Mike Kronish wouldn’t even deign to pick up the phone when he called. Sam Wodica broke the news. The caucus had convened, a vote had been taken, and his partnership was thereby revoked.

“It wasn’t just your appearance at trial, Tim,” said Wodica. “Your wife?”

“She’s not dying.”

“No shit.”

He thought he should have been present for the caucus. He should have been allowed to defend himself. They were lawyers. Weren’t they familiar with due process?

“Does R.H. know about my wife?”

“For fuck’s sake,” said Wodica. “You don’t just want us to lose the revenue? Let’s open ourselves up to malpractice, too?”

“I don’t see how what I did constitutes malpractice.”

“Just what the fuck did you do, Tim? Huh, please allow me to ask. Just what the fuck did you do?”

It settled in, the enormity of a crumbling life. Twenty-one years. The firm had been a second home. Now Frank Novovian would not even be required to greet him. Maybe Frank would look at him and say, “I’m sorry, Mr. Farnsworth. I’m not allowed to let you up.” And he might say, “Twenty-one years, Frank.”

He and Wodica briefly discussed R.H.’s conviction. The only good news was that New York State didn’t allow the death penalty. The presentencing report was due in a few weeks, and then R.H. would be sent off. How would R.H. have fared if Tim had been able to see his case through to the end? If Tim had been allowed to finish the pretrial preparations, to help in jury selection, to argue and object? He was certain that right now they would be celebrating R.H.’s acquittal.

He called Detective Roy from time to time, and Fritz Weyer to see what progress had been made on his end. Fritz had calls in to friends at the department and one of his guys searching databases for a possible match on the face in the sketch. Maybe they’d get lucky.

26

He was at the firm again, dressed in suit and tie and standing before his fellow partners. R.H. was there, as were Jane and Becka. He had to campaign for his job. He said he should not be blamed for R.H.’s conviction because R.H. was guilty. Detective Roy began to applaud. Tim looked at R.H. sitting at the defense table, attempting to conceal his weeping. He approached R.H. and whispered to him, “Don’t worry, I know you’re innocent.” R.H. thanked him. The assistant district attorney who had tried the case was now itemizing all of the infractions Tim had committed: the internal lies, the false statements to authorities, the unprofessional conduct. She concluded with a passionate plea to the jury that they expel him from the firm.
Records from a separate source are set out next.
PR #135, opened 2016-06-20
Switches the runDockerTests profile to use a JUnit Category.

abayer:
The time spent instantiating each test and launching Firefox, etc when
you're just trying to run the Docker tests is...impressively
large. That's because the FilterRule doesn't kick in until after the
WebDriver has been injected and therefore the browser has been
launched. That also results in a lot of skipped tests rather than
those tests just not showing up at all in the Maven output, which IMO
is preferable.

cc @reviewbybees @olivergondza @kohsuke - yes, it's an otherwise redundant annotation alongside every occurrence of `@WithDocker`, but it makes my life so much better. =)


svanoort:
🐝

olivergondza:
I guess that is simpler. Can you delete `docker-only.groovy`?

olivergondza:
:+1:

jtnord:
:bee:

rsandell:
:bee:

The judge stood up and poured sand from his shoes. It was Sam Wodica in a black gown and sun visor. He peered over to the other partners in the jury box and gave them a big thumbs-up. Jane was at the defense table comforting R.H. Mike Kronish entered the courtroom and tried to yank Tim’s pants down. Tim grabbed at his pants to keep them up because he did not want his pants to go down when he was fighting for his job. But Kronish was strong. He wanted everyone to see Tim with his pants down. Tim tried to push Kronish away but Kronish was now on top of him on the courtroom floor in front of Judge Wodica while a sketch artist documented the scene. Kronish gripped the back of Tim’s neck to make it easier to take his pants down. Tim lost track of the people in the room because his head was pinned to the ground and little courtroom rocks were digging into his skin. He was trying to swat Kronish away. It was hard with Kronish on top of him. It was only when Kronish succeeded in getting his pants down and exposing Tim that Tim woke up and realized that his pants were really down and that his head was pinned against crumbling blacktop.